Risk of blindness from spine surgery down significantly

The risk of blindness caused by spinal fusion, one of the most common surgeries performed in the U.S., has dropped almost three-fold since the late 1990s, according to the largest study of the topic to date.

Results of the research were published online June 30, 2016 in Anesthesiology, the official medical journal of the American Society of Anesthesiologists.

"While there are significant complications that can result from spinal-fusion surgery, it seems that blindness, a catastrophic and devastating complication, is one that has become far rarer in recent years," says Dr. Steven Roth, the Michael Reese Endowed Professor of Anesthesiology at the University of Illinois at Chicago College of Medicine, and senior author on the paper.

Nearly 480,000 spinal fusions are performed in the U.S. each year, with an incidence of blindness placed between one-in-1,000 and one-in-10,000. Because most studies on the operation have been very small, it has been difficult to devise guidelines for patients and surgeons in decision-making.

In a spinal fusion, surgeons remove the cartilage disc between two vertebrae and permanently join the spinal bones using bone grafts and screws. It is a last-resort treatment for the pain and nerve damage from degraded discs, which may have been caused by trauma, older age, sedentary lifestyle, or obesity. Genetics plays a role, too. The disc does not have a blood supply, so once injured, it cannot repair itself the way other tissues in the body can.

With the steep jump in numbers of people undergoing spinal fusion in the last 20 years, Roth said, spinal surgeons and anesthesiologists have become even more concerned about the risk for blindness.

"We wanted to know if rates of blindness as a result of these surgeries was stable, increasing or decreasing over time," said Roth, who is also professor of ophthalmology at UIC.

Using data from the Nationwide Impatient Sample, he and his colleagues estimated the number of spinal fusions and cases of blindness caused by the surgery between 1998 and 2012. They looked for procedure codes for spinal fusion surgery and diagnosis codes for ischemic optic neuropathy occurring during or directly after the surgery.
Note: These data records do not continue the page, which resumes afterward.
PR #8831, opened 2025-09-19
Fix the crash when usage tracker is enabled with non-prediction output

TomeHirata:
Currently, dspy modules whose output is not `dspy.Prediction` fail to execute when the usage tracker is enabled. This PR fixes the crash by skipping the usage tracking for this type of modules. While returning objects other than dspy.Prediciton is not expected, this pattern has been found in several places.

Example:
```python
class MyProgram(dspy.Module):
        def __init__(self):
            self.predict = dspy.Predict("question -> answer")

        def forward(self, question: str, **kwargs) -> str:
            return self.predict(question=question).answer

program = MyProgram()
with dspy.context(track_usage=True):
    program(question="What is the capital of France?")
```

### DIFF
--- a/dspy/primitives/module.py
+++ b/dspy/primitives/module.py
@@ -1,5 +1,6 @@
 import inspect
 import logging
+from typing import Any
 
 import magicattr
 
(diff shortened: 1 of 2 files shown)


TomeHirata:
We shouldn't break program execution due to the failure of observability feature. I've added warning so that users can know why usage is not available.

dspy/primitives/module.py
```diff
@@ -101,7 +101,16 @@ async def acall(self, *args, **kwargs) -> Prediction:
             if settings.track_usage and thread_local_overrides.get().get("usage_tracker") is None:
                 with track_usage() as usage_tracker:
                     output = await self.aforward(*args, **kwargs)
-                    output.set_lm_usage(usage_tracker.get_total_tokens())
+                    tokens = usage_tracker.get_total_tokens()
```
chenmoneygithub, line 93: Maybe move these usage tracking code into a helper function for reuse?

Ischemic optic neuropathy causes blindness by damaging the optic nerve.

They estimated that 2,511,073 spinal fusions were performed, resulting in 257 instances of ischemic optic neuropathy, or 1.02 per 10,000 surgeries. But over that time-span, the risk decreased 2.7 fold, or 60 percent.

The researchers noted that significantly increased risk for ischemic optic neuropathy during spinal fusion surgery came with age over 50; male sex; receiving a blood transfusion during the procedure; and obesity.

Roth attributes the decline in risk to the increasing use of minimally invasive surgical techniques.

"The characteristics of the patients undergoing spine fusion haven't changed all that much over the years, although the population has aged," Roth said. "So the variables that must be contributing to the decline in blindness caused by spine fusion surgery are most likely the result of changes made in how the surgery is performed."

Roth believes that changes in anesthesia practice may also be driving the decrease in risk of blindness. Many anesthesiologists now set a stricter limit for how low they will allow blood pressure to drop during surgery, he said, which may help reduce the risk for ischemic optic neuropathy.

Dr. Daniel Rubin of the University of Chicago is the first author on the paper. Isaac Parakati of the University of Chicago; Dr. Lorri Lee of Vanderbilt University; and Dr. Heather Moss and Charlotte Joslin from the department of ophthalmology and visual sciences at UIC are co-authors.